BEGIN Extracted entries

PR #36247, opened 2019-06-17
Add type support for ioredis to connect-redis

vaskevich:
- [x] Provide a URL to documentation or source code which provides context for the suggested changes: https://www.npmjs.com/package/connect-redis#custom-redis-clients

### DIFF
--- a/types/connect-redis/index.d.ts
+++ b/types/connect-redis/index.d.ts
@@ -3,14 +3,16 @@
 // Definitions by: Xavier Stouder <https://github.com/xstoudi>
 //				   Seth Butler <https://github.com/sbutler2901>
 // Definitions: https://github.com/DefinitelyTyped/DefinitelyTyped
-// TypeScript Version: 2.2
+// TypeScript Version: 2.8
 
 /// <reference types="express" />
 /// <reference types="express-session" />
+/// <reference types="ioredis" />
 /// <reference types="redis" />
 
 declare module "connect-redis" {
     import * as express from "express";
+    import * as ioredis from "ioredis";
     import * as session from "express-session";
     import * as redis from "redis";
 
@@ -18,12 +20,14 @@ declare module "connect-redis" {
     function s(options: (options?: session.SessionOptions) => express.RequestHandler): s.RedisStore;
 
     namespace s {
-        interface RedisStore extends session.Store {
-            new (options: RedisStoreOptions): RedisStore;
-            client: redis.RedisClient;
+        type RedisClient = redis.RedisClient | ioredis.Redis;
+
+        interface RedisStore<T extends RedisClient = redis.RedisClient> extends session.Store {
+            new <T extends RedisClient = redis.RedisClient>(options: RedisStoreOptions<T>): RedisStore<T>;
+            client: T;
         }
-        interface RedisStoreOptions {
-            client?: redis.RedisClient;
+        interface RedisStoreOptions<T extends RedisClient> {
+            client?: T;
             host?: string;
             port?: number;
             socket?: string;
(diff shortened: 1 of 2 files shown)


sbutler2901 (approved):

types/connect-redis/index.d.ts
```diff
@@ -3,27 +3,31 @@
...
-            client: redis.RedisClient;
+        type RedisClient = redis.RedisClient | ioredis.Redis;
+
+        interface RedisStore<T extends RedisClient = redis.RedisClient> extends session.Store {
+            new <T extends RedisClient = redis.RedisClient>(options: RedisStoreOptions<T>): RedisStore<T>;
+            client: T;
         }
-        interface RedisStoreOptions {
-            client?: redis.RedisClient;
+        interface RedisStoreOptions<T extends RedisClient> {
```
sbutler2901: It would be nice if this extended `redis.ClientOpts` and/or `ioredis.RedisOptions`. For the project I am working on the `tls` property is not recognized and requires `@ts-ignore`. I believe the same would apply to you for `tls` or other options not defined in the interface. Can you see if there is a technique to extend either `redis.ClientOpts` or `ioredis.RedisOptions`?

I can change the typing to `interface RedisStoreOptions<T extends RedisClient> extends redis.ClientOpts {` and tls will be considered a valid property in my project, but I am fairly certain this will not work for ioredis when it comes to property naming discrepancies, such as, `enable_offline_queue` in `redis.ClientOpts` versus `enableOfflineQueue` in `ioredis.RedisOptions`.

sbutler2901 (approved):

types/connect-redis/index.d.ts
vaskevich: I guess one way to do this would be to add another parameter `U`, and change the constructor to something like:

```ts
new <T extends RedisClient = redis.RedisClient, U extends RedisStoreOptions<T> = extends RedisStoreOptions<T>>(options: U): RedisStore<T, U>;
```

does that work?

uniqueiniquity (changes requested):
Marking as changes requested until @sbutler2901's comment is resolved.

types/connect-redis/index.d.ts
sbutler2901: I think there was a typo and reduced it down to 
```typescript
new <T extends RedisClient = redis.RedisClient, U extends RedisStoreOptions<T>>(options: U): RedisStore<T, U>;
```
but unfortunately it didn't work. I don't think its possible with the current design of the typings.

 Considering this and rather than polluting the `RedisStoreOptions` with properties that only concern the client, such as `tls`, I believe it would be better (replacing redis with ioredis where necessary) to intersect the types:
```typescript 
const storeOptions: connectRedis.RedisStoreOptions & redis.ClientOpts = {...};
```
That being said, the generic in `RedisStoreOptions` should be defaulted like it is in the constructor:
```typescript
interface RedisStoreOptions<T extends RedisClient = redis.RedisClient> {
```
otherwise the error, `TS2314: Generic type 'RedisStoreOptions<T>' requires 1 type argument(s).` will be reported to other users when they upgrade the typings if they are typing the options such as:
```typescript
const storeOptions: connectRedis.RedisStoreOptions = {
    host: process.env.REDIS_HOST,
};
```
or
```typescript
const store = new RedisStore({...} as connectRedis.RedisStoreOptions);
```
and are using `redis.RedisClient`

vaskevich: I'm not going to have time to get around to making this change in the next week before the bot closes the PR. Feel free to adapt my PR and sending something out you think should work.

PR #36249, opened 2019-06-17
rename `findDescendants` to `findDescendant`

onlyann:
Slate doesn't have a `findDescendants` method on `BaseNode` but `findDescendant`.

https://github.com/ianstormtaylor/slate/blob/master/packages/slate/src/interfaces/element.js#L395


hanstarj (approved):
Looks right to me. Thanks!

PR #36252, opened 2019-06-18
[moment] Create types: @types/moment

PikachuEXE:
Please fill in this template.

If adding a new definition:

## Details
This is for fixing #27942 
Since including `moment` in dependency makes it included in final JS bundle

To make tslint pass I disabled many rules
Made 1 fix to `isBetween`
https://momentjs.com/docs/
```ts
// Before
isBetween(a: MomentInput, b: MomentInput, granularity?: unitOfTime.StartOf, inclusivity?: "()" | "[)" | "(]" | "[]"): boolean;
// After (granularity accepts null)
isBetween(a: MomentInput, b: MomentInput, granularity?: unitOfTime.StartOf | null, inclusivity?: "()" | "[)" | "(]" | "[]"): boolean;
```
Other changes are made on test code (missing var, incorrect function type, etc)

### DIFF
--- a/types/moment/index.d.ts
+++ b/types/moment/index.d.ts
@@ -1,0 +1,751 @@
+// Type definitions for moment 2.24
+// Project: http://momentjs.com
+// Definitions by: PikachuEXE <https://github.com/PikachuEXE>
+// Definitions: https://github.com/DefinitelyTyped/DefinitelyTyped
+
+// tslint:disable:typedef-whitespace
+// tslint:disable:whitespace
+// tslint:disable:array-type
+// tslint:disable:unified-signatures
+// tslint:disable:no-redundant-undefined
+// tslint:disable:no-padding
+// tslint:disable:strict-export-declare-modifiers
+// tslint:disable:void-return
+// tslint:disable:ban-types
+// tslint:disable:no-var-keyword
+declare function moment(inp?: moment.MomentInput, format?: moment.MomentFormatSpecification, strict?: boolean): moment.Moment;
+declare function moment(inp?: moment.MomentInput, format?: moment.MomentFormatSpecification, language?: string, strict?: boolean): moment.Moment;
+
+declare namespace moment {
+    type RelativeTimeKey = 's' | 'ss' | 'm' | 'mm' | 'h' | 'hh' | 'd' | 'dd' | 'M' | 'MM' | 'y' | 'yy';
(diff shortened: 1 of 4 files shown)


DanielRosenwasser:
Can you explain a bit more? We generally don't add packages that already have their own types.

PikachuEXE:
The main problem is
Having package `moment` in dependency makes it impossible to exclude it from built JS bundle as it's required by `pikaday` when it's available
Best case is to have a separate package, maintained by `moment` author, which contains type definition **only**
So we can include type packages depending on `moment` without installing `moment` runtime

PikachuEXE:
I started an issue to request a separate typing package for `moment`: https://github.com/moment/moment/issues/5154
Please keep this PR opened until they have taken action that fixes #27942

andrewbranch:
> Having package moment in dependency makes it impossible to exclude it from built JS bundle as it's required by pikaday when it's available

@PikachuEXE what are you using as your bundler? The [original issue against pikaday](https://github.com/Pikaday/Pikaday/issues/718) suggests a workaround for Webpack, which is also what I would suggest.

I sympathize with the issue; this kind of stuff is super annoying. But it’s not justification to copy moment’s typings back to here—DefinitelyTyped generally can’t be held responsible for the bad bundling behavior of other packages (pikaday, in this case). I won’t close this PR just yet, but I’m not sure how keeping it open in the meantime will help 😕 

I _do_ want to help you find a solution that doesn’t involve merging this PR, though, and I’m a bit skeptical that moment is going to publish their own typings separately. So I think your best bet would be to configure a workaround in your bundler. But if that’s not possible, you could publish these typings somewhere _other_ than DefinitelyTyped. You could simply push them to a GitHub repo of your own, and install them from there: `npm install --save PikachuEXE/moment-typings`. It’s not very beautiful as a long-term solution, but it should get you unstuck. I’ve had to do this myself a few times in the past—it makes for a perfectly reasonable last resort.

PikachuEXE:
Thanks for your suggestion
Right now I am using my own `pikaday` typing (so `moment` won't be installed)
I am about to switch to the [webpack workaround](https://github.com/Pikaday/Pikaday/issues/718#issuecomment-334738391) you mentioned 
since I confirmed that workaround is working (inspect JS bundle with [`webpack-bundle-analyzer`](https://www.npmjs.com/package/webpack-bundle-analyzer))

PR #36791, opened 2019-07-10
Add type definitions for service-worker-mock

remcohaszing:
Please fill in this template.

If adding a new definition:

Alternative typings are available [here](https://github.com/udacity/cloudflare-typescript-workers/tree/master/packages/%40udacity/types-service-worker-mock), but the readme states they are incomplete.

### DIFF
--- a/types/service-worker-mock/index.d.ts
+++ b/types/service-worker-mock/index.d.ts
@@ -4,8 +4,6 @@
 // Definitions: https://github.com/DefinitelyTyped/DefinitelyTyped
 // TypeScript Version: 2.8
 
-export as namespace makeServiceWorkerEnv;
-
 export = makeServiceWorkerEnv;
 declare function makeServiceWorkerEnv(): WorkerGlobalScope;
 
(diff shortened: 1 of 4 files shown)


types/service-worker-mock/index.d.ts
```diff
@@ -0,0 +1,58 @@
+// Type definitions for service-worker-mock 2.0
+// Project: https://github.com/pinterest/service-workers/tree/master/packages/service-worker-mock#readme
+// Definitions by: Remco Haszing <https://github.com/remcohaszing>
+// Definitions: https://github.com/DefinitelyTyped/DefinitelyTyped
+// TypeScript Version: 2.8
+
+export as namespace makeServiceWorkerEnv;
```
armanio123: I believe the package is not an UMD module. This export is incorrect.

types/service-worker-mock/service-worker-mock-tests.ts
```diff
@@ -0,0 +1,18 @@
+import makeServiceWorkerEnv from 'service-worker-mock';
```
armanio123: nit: For correctness, I prefer to use `import makeServiceWorkerEnv = require('service-worker-mock');` instead and remove the flag `esModuleInterop`. And to clarify, both of the methods are correct. I just prefer this method as I prefer not to enable flags.

armanio123 (changes requested):

armanio123 (approved):

PR #36798, opened 2019-07-10
@postlight/mercury-parser: `html` param can be a `Buffer` as well

moshest:
See here for reference:
https://github.com/postlight/mercury-parser/issues/362


malob (approved):
Looks right to me, thanks!

PR #36799, opened 2019-07-10
[react-select] Export component props.

thchia:
Please fill in this template.

### Motivation

I'm facing an issue best illustrated with a code sample:

```tsx
import Select from 'react-select'

type SelectProps = React.ComponentProps<typeof Select>

const MySelect = () => {
  const props: SelectProps = {
    onChange: (v, actionMeta) => { ... } <----- v and actionMeta are any
  }
  return <Select {...props} />
}
```
Somehow the arguments to onChange are not getting through. This can be fixed by exporting the prop declarations directly and using those instead of the `ComponentProps` util.

### DIFF
--- a/types/react-select/index.d.ts
+++ b/types/react-select/index.d.ts
@@ -3,6 +3,7 @@
 // Definitions by: Claas Ahlrichs <https://github.com/claasahl>
 //                 Jon Freedman <https://github.com/jonfreedman>
 //                 Nathan Bierema <https://github.com/Methuselah96>
+//                 Thomas Chia <https://github.com/thchia>
 // Definitions: https://github.com/DefinitelyTyped/DefinitelyTyped
 // TypeScript Version: 2.9
 
--- a/types/react-select/src/AsyncCreatable.d.ts
+++ b/types/react-select/src/AsyncCreatable.d.ts
@@ -6,7 +6,7 @@ import { cleanValue } from './utils';
 
 export type Props<OptionType> = AsyncProps<OptionType> & CreatableProps<OptionType>;
 
-type State<OptionType> = AsyncState<OptionType> & CreatableState<OptionType>;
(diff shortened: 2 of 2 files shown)


types/react-select/index.d.ts
```diff
@@ -3,13 +3,18 @@
...
 // TypeScript Version: 2.9
 
 import { StateManager } from './src/stateManager';
 
 export default StateManager;
 
+export { Props as SelectProps } from './src/Select';
+export { Props as AsyncProps } from './src/Async';
+export { Props as CreatableProps } from './src/Creatable';
+export { Props as AsyncCreatableProps } from './src/AsyncCreatable';
```
Methuselah96: I'm not in favor of exporting these from `index.d.ts` since the Flow types in the original repo aren't exported like that. Can't you import them via `import { Props } from 'react-select/src/Select`?

Methuselah96 (changes requested):

types/react-select/index.d.ts
thchia: This makes total sense. I'll update this to just export the `Props` from `AsyncCreatable` then.

types/react-select/src/AsyncCreatable.d.ts
```diff
@@ -4,7 +4,7 @@ import { Props as CreatableProps, State as CreatableState } from './Creatable';
 import { OptionsType, ValueType, ActionMeta, InputActionMeta } from './types';
 import { cleanValue } from './utils';
 
-type Props<OptionType> = AsyncProps<OptionType> & CreatableProps<OptionType>;
+export type Props<OptionType> = AsyncProps<OptionType> & CreatableProps<OptionType>;
 
 type State<OptionType> = AsyncState<OptionType> & CreatableState<OptionType>;
```
Methuselah96: Can we also export the `State` type since we're exporting the `Props` type?

Methuselah96 (changes requested):

PR #36803, opened 2019-07-10
Add typings for duckduckgo-images-api

bartduisters:
Please fill in this template.

If adding a new definition:

### DIFF
--- a/types/duckduckgo-images-api/index.d.ts
+++ b/types/duckduckgo-images-api/index.d.ts
@@ -1,0 +1,32 @@
+// Type definitions for duckduckgo-images-api
+// Project: https://github.com/KshitijMhatre/duckduckgo-images-api
+// Definitions by: Bart Duisters <https://github.com/bartduisters>
+// Definitions: https://github.com/DefinitelyTyped/DefinitelyTyped
+
+export function image_search(params: {
+    query: string, 
+    moderate: boolean, 
+    retries: number, 
+    iterations: number
+}): Promise<Array<{ 
+    image: string,
+    title: string,
+    height: number,
+    thumbnail: string
+    width: number,
+    url: string,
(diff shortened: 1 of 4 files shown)


types/duckduckgo-images-api/index.d.ts
```diff
@@ -0,0 +1,32 @@
+// Type definitions for duckduckgo-images-api 1.0
+// Project: https://github.com/KshitijMhatre/duckduckgo-images-api
+// Definitions by: Bart Duisters <https://github.com/bartduisters>
+// Definitions: https://github.com/DefinitelyTyped/DefinitelyTyped
+
+export function image_search(params: {
+    query: string,
+    moderate: boolean,
```
armanio123: Documentation states that `moderate`, `iterations` and `retries` are all "optional". You could add the `?` to the end of the parameter to make it optional. e.g. `moderate?: boolean`.

types/duckduckgo-images-api/index.d.ts
```diff
@@ -0,0 +1,32 @@
...
+    image: string,
+    title: string,
+    height: number,
+    thumbnail: string,
+    width: number,
+    url: string,
+    source: string}>>;
+
+export function image_search_generator(params: {
+    query: string,
```
armanio123: nit: Both `params` and the returned properties are the same for `image_search` and `image_search_generator`. You could extract that to its own type and reuse them on both functions. It will make it easier to read as well.

armanio123 (changes requested):

types/duckduckgo-images-api/index.d.ts
bartduisters: Extracted to an interface.

armanio123 (approved):

PR #36590, opened 2019-07-02
[@types/webappsec-credential-management] Change RP ID to optional.

lgarron:
See https://www.w3.org/TR/webauthn/#sctn-rp-credential-params

Please fill in this template.

- [x] Use a meaningful title for the pull request. Include the name of the package modified.
- [ ] Test the change in your own code. (Compile and run.)
- [ ] Add or edit tests to reflect the change. (Run with `npm test`.)
- [x] Follow the advice from the [readme](https://github.com/DefinitelyTyped/DefinitelyTyped/blob/master/README.md#make-a-pull-request).
- [x] Avoid [common mistakes](https://github.com/DefinitelyTyped/DefinitelyTyped/blob/master/README.md#common-mistakes).
- [x] Run `npm run lint package-name` (or `tsc` if no `tslint.json` is present).

Select one of these and delete the others:

If changing an existing definition:
- [x] Provide a URL to documentation or source code which provides context for the suggested changes: https://www.w3.org/TR/webauthn/#sctn-rp-credential-params
- [x] Increase the version number in the header if appropriate.
- [ ] If you are making substantial changes, consider adding a `tslint.json` containing `{ "extends": "dtslint/dt.json" }`.

PR #36812, opened 2019-07-11
[@types/webappsec-credential-management] Add optional icon to `PublicKeyCredentialEntity`.

lgarron:
See https://w3c.github.io/webauthn/#dictdef-publickeycredentialentity

### DIFF
--- a/types/webappsec-credential-management/index.d.ts
+++ b/types/webappsec-credential-management/index.d.ts
@@ -405,8 +405,8 @@ interface PublicKeyCredentialRequestOptions {
  * @see {@link https://w3c.github.io/webauthn/#dictdef-publickeycredentialentity}
  */
 interface PublicKeyCredentialEntity {
-    name: string;
     icon?: string;
+    name: string;
 }
 
 /**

END Extracted entries

# Task description:
Each line above that contains the string "until" should be copied.

# Exercise result:
Marking as changes requested until @sbutler2901's comment is resolved.
Please keep this PR opened until they have taken action that fixes #27942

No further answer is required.